Using the records that appear below, write out exactly the lines from the one with "PR #282, opened 2019-12-03" through the one with "the affected package?_", keeping both end lines.

(Dataset entries)
BEGIN

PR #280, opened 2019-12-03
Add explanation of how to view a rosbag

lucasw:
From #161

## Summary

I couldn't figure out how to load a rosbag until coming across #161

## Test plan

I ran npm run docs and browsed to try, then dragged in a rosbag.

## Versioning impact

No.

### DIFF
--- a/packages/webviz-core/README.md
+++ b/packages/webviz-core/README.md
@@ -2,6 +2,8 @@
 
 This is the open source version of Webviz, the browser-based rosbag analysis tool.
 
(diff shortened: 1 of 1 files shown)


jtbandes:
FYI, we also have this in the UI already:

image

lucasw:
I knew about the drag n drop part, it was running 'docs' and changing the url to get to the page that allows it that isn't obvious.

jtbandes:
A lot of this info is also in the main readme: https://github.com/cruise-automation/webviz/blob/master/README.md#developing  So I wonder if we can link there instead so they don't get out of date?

END
BEGIN

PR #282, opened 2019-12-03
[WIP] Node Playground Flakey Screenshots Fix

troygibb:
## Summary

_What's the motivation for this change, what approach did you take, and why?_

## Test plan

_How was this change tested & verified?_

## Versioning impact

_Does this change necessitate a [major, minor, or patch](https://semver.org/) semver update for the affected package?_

END

ANSWER BOX:
PR #282, opened 2019-12-03
[WIP] Node Playground Flakey Screenshots Fix

troygibb:
## Summary

_What's the motivation for this change, what approach did you take, and why?_

## Test plan

_How was this change tested & verified?_

## Versioning impact

_Does this change necessitate a [major, minor, or patch](https://semver.org/) semver update for the affected package?_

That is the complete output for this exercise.